Wallace this week tried to defend Johnson but his anger over Farthing appeared unabated as he hit out at the “false claims made throughout by Nowzad that led to considerable distress and distraction to those trying to save lives in very difficult circumstances”.
Farthing was the master of propaganda, threatening to put his dogs to sleep at the airport during the stand-off with the MoD. His tactics worked, and Nowzad’s staff were subsequently granted visas for the UK and, with pets, assisted to cross into Pakistan, according to Raphael Marshall’s testimony to the Commons foreign affairs committee.
But the animals were not at risk – an American animal charity is apparently still operating in Kabul – and it is quite possible that more endangered Afghan people could have been liberated if limited military resources had not been squandered escorting the pets through the crowds and into the airport.

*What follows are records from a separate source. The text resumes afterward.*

PR #12437, opened 2022-03-06
[homematic] Fix invalid default values ending up in the thing type

Flole998:
Sometimes invalid default values ended up in the default value for a channel of a thing type. Initializing the thing would fail completely complaining that it is not an allowed option. This patch makes sure those values are actually valid and attempts to correct them if they are invalid.

This fixes a regression introduced by the core now checking validity of values even from text-based configs.

### DIFF
--- a/bundles/org.openhab.binding.homematic/src/main/java/org/openhab/binding/homematic/internal/type/HomematicTypeGeneratorImpl.java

“There was a direct trade-off between transporting Nowzad’s animals and evacuating British nationals and Afghan evacuees, including Afghans who had served with British soldiers,” said Marshall.
Far from “fussing about a few animals”, as Commons Leader Jacob Rees-Mogg put it, the Nowzad saga best reflects the moral gulf at the heart of Number 10.
Against a backdrop of humanitarian misery and imminent danger to men, women and children, diverting any efforts to save some pets was deranged, and those ultimately responsible must be held to account.